● Work order
Copy out each line below in which the string "static" appears.

● Task data
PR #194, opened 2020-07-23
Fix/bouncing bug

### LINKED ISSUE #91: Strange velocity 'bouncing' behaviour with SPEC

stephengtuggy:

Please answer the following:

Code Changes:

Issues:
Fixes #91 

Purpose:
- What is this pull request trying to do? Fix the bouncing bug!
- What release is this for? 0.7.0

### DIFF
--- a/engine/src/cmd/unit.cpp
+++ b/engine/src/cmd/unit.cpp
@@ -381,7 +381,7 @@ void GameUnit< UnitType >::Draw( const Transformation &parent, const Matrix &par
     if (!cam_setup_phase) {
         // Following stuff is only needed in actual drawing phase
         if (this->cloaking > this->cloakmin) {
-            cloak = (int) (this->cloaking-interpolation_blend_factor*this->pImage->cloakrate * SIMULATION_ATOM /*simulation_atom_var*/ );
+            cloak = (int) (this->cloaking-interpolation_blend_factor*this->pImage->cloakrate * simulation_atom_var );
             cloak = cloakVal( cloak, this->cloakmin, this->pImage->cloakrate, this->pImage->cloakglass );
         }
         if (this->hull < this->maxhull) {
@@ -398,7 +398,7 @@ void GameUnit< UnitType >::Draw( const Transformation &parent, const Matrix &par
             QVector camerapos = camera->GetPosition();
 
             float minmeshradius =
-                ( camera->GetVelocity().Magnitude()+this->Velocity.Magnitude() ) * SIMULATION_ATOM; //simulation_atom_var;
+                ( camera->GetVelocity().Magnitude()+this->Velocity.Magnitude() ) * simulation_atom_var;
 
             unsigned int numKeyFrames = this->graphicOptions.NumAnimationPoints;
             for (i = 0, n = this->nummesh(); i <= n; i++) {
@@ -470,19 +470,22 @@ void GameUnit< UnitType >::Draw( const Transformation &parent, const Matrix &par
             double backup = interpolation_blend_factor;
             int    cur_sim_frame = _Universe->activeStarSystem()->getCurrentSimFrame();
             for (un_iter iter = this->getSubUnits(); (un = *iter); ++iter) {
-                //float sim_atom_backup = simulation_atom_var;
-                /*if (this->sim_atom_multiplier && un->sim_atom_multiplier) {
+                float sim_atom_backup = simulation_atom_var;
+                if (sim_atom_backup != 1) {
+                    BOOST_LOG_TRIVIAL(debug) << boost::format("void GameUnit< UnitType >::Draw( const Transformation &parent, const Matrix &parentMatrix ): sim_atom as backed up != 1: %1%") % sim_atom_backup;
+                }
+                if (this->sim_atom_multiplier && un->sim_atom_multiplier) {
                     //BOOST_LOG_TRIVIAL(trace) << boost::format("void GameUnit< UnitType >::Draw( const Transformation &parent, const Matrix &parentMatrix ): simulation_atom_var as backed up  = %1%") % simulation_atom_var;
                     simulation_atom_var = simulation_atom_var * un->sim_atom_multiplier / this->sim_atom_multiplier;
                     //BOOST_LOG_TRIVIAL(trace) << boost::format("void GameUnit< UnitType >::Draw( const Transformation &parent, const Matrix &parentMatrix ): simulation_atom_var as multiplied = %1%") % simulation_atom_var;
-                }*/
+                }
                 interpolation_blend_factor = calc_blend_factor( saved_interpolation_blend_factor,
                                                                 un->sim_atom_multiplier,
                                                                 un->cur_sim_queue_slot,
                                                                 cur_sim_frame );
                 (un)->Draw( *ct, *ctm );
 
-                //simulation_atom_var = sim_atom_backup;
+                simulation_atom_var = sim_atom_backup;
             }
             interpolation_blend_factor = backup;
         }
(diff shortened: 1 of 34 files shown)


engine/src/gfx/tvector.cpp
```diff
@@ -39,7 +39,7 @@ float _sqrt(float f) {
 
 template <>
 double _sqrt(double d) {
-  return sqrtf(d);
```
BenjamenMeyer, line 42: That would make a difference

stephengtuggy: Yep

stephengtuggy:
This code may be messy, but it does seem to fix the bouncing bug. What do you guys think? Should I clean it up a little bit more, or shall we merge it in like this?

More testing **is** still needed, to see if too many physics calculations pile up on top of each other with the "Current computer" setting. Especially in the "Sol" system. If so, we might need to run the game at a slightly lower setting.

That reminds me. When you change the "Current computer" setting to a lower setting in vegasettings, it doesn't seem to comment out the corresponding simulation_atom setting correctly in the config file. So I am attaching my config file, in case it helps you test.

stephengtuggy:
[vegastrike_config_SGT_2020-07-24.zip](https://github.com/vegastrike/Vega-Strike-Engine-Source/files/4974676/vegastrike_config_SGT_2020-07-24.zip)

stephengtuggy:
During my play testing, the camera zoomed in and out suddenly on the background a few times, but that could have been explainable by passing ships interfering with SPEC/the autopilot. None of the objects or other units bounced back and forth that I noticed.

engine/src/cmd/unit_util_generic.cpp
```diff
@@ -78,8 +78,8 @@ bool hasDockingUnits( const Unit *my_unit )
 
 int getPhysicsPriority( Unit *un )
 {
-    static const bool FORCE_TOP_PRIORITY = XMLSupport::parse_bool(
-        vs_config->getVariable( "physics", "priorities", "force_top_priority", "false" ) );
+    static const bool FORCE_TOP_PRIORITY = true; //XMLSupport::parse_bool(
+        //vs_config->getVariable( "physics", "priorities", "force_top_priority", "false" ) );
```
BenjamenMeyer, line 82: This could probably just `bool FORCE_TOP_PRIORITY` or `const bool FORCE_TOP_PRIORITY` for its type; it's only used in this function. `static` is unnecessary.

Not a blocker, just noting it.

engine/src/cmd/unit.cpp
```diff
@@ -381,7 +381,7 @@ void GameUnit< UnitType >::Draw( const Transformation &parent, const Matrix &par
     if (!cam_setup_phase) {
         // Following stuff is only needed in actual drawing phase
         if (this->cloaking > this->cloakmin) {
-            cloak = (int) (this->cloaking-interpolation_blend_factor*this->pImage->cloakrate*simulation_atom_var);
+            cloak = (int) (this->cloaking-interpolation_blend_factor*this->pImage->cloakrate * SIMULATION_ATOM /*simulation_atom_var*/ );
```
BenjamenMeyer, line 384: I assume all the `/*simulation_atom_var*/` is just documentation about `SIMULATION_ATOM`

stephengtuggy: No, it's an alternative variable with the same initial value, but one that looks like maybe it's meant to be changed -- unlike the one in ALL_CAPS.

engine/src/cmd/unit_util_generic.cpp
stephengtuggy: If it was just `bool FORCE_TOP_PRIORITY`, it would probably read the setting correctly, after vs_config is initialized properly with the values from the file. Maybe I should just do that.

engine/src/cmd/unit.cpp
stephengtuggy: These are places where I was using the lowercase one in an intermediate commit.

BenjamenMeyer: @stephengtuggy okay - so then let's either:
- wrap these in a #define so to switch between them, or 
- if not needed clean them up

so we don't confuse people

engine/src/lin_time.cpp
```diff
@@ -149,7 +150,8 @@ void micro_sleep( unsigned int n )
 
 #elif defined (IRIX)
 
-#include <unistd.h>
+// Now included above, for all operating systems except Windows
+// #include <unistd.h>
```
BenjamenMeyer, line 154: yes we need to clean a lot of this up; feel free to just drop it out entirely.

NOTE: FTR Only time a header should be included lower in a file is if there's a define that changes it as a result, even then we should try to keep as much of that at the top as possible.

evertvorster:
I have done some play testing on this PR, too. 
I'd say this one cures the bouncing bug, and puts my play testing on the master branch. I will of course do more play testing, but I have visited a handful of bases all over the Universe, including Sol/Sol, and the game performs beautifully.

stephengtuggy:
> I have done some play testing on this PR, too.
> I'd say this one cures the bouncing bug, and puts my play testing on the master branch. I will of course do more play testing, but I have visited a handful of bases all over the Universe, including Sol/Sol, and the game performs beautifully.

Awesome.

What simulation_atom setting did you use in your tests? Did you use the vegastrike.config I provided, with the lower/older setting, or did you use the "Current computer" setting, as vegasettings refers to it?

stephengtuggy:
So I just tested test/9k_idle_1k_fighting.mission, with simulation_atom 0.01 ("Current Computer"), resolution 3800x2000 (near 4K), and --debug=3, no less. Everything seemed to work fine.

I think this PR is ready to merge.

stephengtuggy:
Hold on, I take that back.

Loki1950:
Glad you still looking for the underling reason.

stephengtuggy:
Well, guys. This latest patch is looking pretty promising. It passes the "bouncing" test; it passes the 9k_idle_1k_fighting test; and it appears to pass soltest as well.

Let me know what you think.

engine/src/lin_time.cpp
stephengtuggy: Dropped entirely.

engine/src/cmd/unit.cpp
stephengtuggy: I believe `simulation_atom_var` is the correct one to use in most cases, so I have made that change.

● Exercise response
-    static const bool FORCE_TOP_PRIORITY = XMLSupport::parse_bool(
+    static const bool FORCE_TOP_PRIORITY = true; //XMLSupport::parse_bool(
BenjamenMeyer, line 82: This could probably just `bool FORCE_TOP_PRIORITY` or `const bool FORCE_TOP_PRIORITY` for its type; it's only used in this function. `static` is unnecessary.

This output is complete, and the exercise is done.